Deception by Denise Mina

It takes a few paragraphs in Denise Mina’s terrific new novel Deception to grasp what’s being described. The book is written in the first person perspective of Lachlan Harriot, a middle class man with a wife and daughter. Dr. Susie Harriot, Lachlan’s wife, has been found guilty of murder.

Lachlan can’t quite cope. He’s caught in the unwanted celebrity of a high profile murder. The victim was a serial killer; Susie is an educated woman, a psychiatrist assigned to the institution where the Riverside Ripper, Andrew Gow, was being held. In addition, Gow’s wife is missing and presumed dead.

If you’re cringing at the thought of yet another courtroom drama, relax. Denise Mina has an entirely different story to tell. In short order she pulls us away from the public mayhem and takes us into the very private world of Lachlan’s diminished household.

Lachlan and Susie have a two-year-old daughter and a Spanish nanny. Life sputters forward; Lachlan is drawn to Susie’s office in the attic. He needs to find some basis for an appeal of her conviction. Lachlan roots through his wife’s computer files, her notes on Andrew Gow and a woman named Donna who married the convicted killer.

A handful of events drive the novel. Lachlan’s shock at Susie’s conviction becomes a frantic preparation for the next event, a prison visit. To steel himself Lachlan studies their wedding photos, their honeymoon in Corfu, and the first place they lived. He remembers Margie’s birth and conjures up the image of them as a completely normal family.

Lachlan recalls that after Susie lost her job for stealing files, she became angry and remote. She concealed a substantial inheritance; the attic door was kept locked and her computer password encrypted. The prison visit ends with Susie warning Lachlan to keep out of her office.

Lachlan is no match for the power of Susie’s rage. What begins as a search for proof of her innocence-she can’t have murdered two people-develops into Lachlan’s desperate quest for evidence their love was mutual. He shrivels at the memory of her slights and insults, and begins to see Susie as an angry secretive woman.

The power of this novel derives from Lachlan’s fevered interpretation of events. He tries to ignore the fact that Susie embarked on an eight-hour drive across Scotland to arrive at the murder scene.
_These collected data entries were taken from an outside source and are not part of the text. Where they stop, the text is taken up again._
PR #24314, opened 2026-04-13
fix: preserve stream state on interrupt, fix auto-promote error handling

mafredri:
## Problem

When a user promotes a queued message while the chat is running, `PromoteQueued` sets status to `pending`, the control subscriber treats this as an interrupt, and two things go wrong: the frontend clears the visible streaming content before the durable message replaces it (jarring flash), and the auto-promote path silently loses queued messages if the insert fails.

Fixes https://linear.app/codercom/issue/CODAGT-61

## Fix

Two changes:

1. **Auto-promote error propagation**: `tryAutoPromoteQueuedMessage` now returns the insert error instead of swallowing it. The caller in `finishActiveChat` propagates it to the `InTx` callback return, causing the transaction to roll back and preserving the queued message. Previously the POP DELETE committed while the INSERT silently failed, permanently losing the message.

He suspects she was having an affair with a deranged killer; the stolen files, which she denied stealing, are in her locked and secret office in the attic. Nothing Lachlan learns exonerates her; nothing frees him from his delusion of marital love.

Other characters blunder into his path: his parents, Susie’s aunt Trisha, the friendly moms at Margie’s daycare. These encounters are hilarious; the older women battle for Margie’s affection. Margie bites another toddler on the head.

Nothing wrong here. Susie will be freed. That’s the mantra.

Lachlan begins an affair with the nanny. He acquires a sweet tooth and dreads the prison visits; Susie’s sentencing hearing is another disaster. Talk of appeal begins to fade.

Lachlan ultimately makes a series of forays against Susie’s tormentors. He confronts her former boss, the man who fired her. He seeks out Andrew Gow’s ‘manager,’ a slimy man who dishes dirt to the tabloids. Impaired by blind loyalty, weakness and brittle self-esteem, Lachlan soldiers on. What he learns and what he chooses to do with that knowledge, propel the novel’s climax to a masterful finish.

DECEPTION turns the mystery genre on its ear; it’s a character study as well as a vivid dissection of middle class assumptions. Lachlan serves as our native guide through an experience both exotic and terribly ordinary. He wants what everyone wants and he wants it without cost. Truth in this novel doesn’t come cheap.

Denise Mina is a superb writer who deserves major recognition. DECEPTION is a standout novel.